■ TASK: Compute how many lines in the data below contain "having"; answer only with that number.

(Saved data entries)
+++++

PR #857, opened 2015-12-16
JBIDE-21335 - when server has no credential set (or missing credentia…

robstryker:
…l), server gets stuck in starting... mode

### DIFF
--- a/plugins/org.jboss.tools.openshift.cdk.server/src/org/jboss/tools/openshift/cdk/server/core/internal/adapter/controllers/CDKLaunchController.java
+++ b/plugins/org.jboss.tools.openshift.cdk.server/src/org/jboss/tools/openshift/cdk/server/core/internal/adapter/controllers/CDKLaunchController.java
@@ -154,7 +154,14 @@ public class CDKLaunchController extends AbstractSubsystemController implements 
 		}
 		
 		String args = configuration.getAttribute(ATTR_ARGS, (String)null);
-		ILaunchConfigurationWorkingCopy wc = new VagrantLaunchUtility().createExternalToolsLaunchConfig(s, args, getStartupLaunchName(s));
+		ILaunchConfigurationWorkingCopy wc = null;
+		try {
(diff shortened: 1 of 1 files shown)


plugins/org.jboss.tools.openshift.cdk.server/src/org/jboss/tools/openshift/cdk/server/core/internal/adapter/controllers/CDKLaunchController.java
```diff
@@ -154,7 +154,14 @@ public void launch(ILaunchConfiguration configuration, String mode, ILaunch laun
 		}
 		
 		String args = configuration.getAttribute(ATTR_ARGS, (String)null);
-		ILaunchConfigurationWorkingCopy wc = new VagrantLaunchUtility().createExternalToolsLaunchConfig(s, args, getStartupLaunchName(s));
+		ILaunchConfigurationWorkingCopy wc = null;
+		try {
+			wc = new VagrantLaunchUtility().createExternalToolsLaunchConfig(s, args, getStartupLaunchName(s));
+		} catch(CoreException ce) {
+			CDKCoreActivator.pluginLog().logError(ce);
```
maxandersen: okey so this fix catch an error and set server stopped  if error happens.

I assume this is just a temporary fix since having credentials is not a full requirement is it ?

fbricon:
+1

plugins/org.jboss.tools.openshift.cdk.server/src/org/jboss/tools/openshift/cdk/server/core/internal/adapter/controllers/CDKLaunchController.java
robstryker: For CDK server? Currently having credentials is a hard requirement. Especially in the openshift-vagrant repository. But yes, it's likely this will be re-visited when the raw cdk is supported.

+++++

■ EXPECTED ANSWER: 2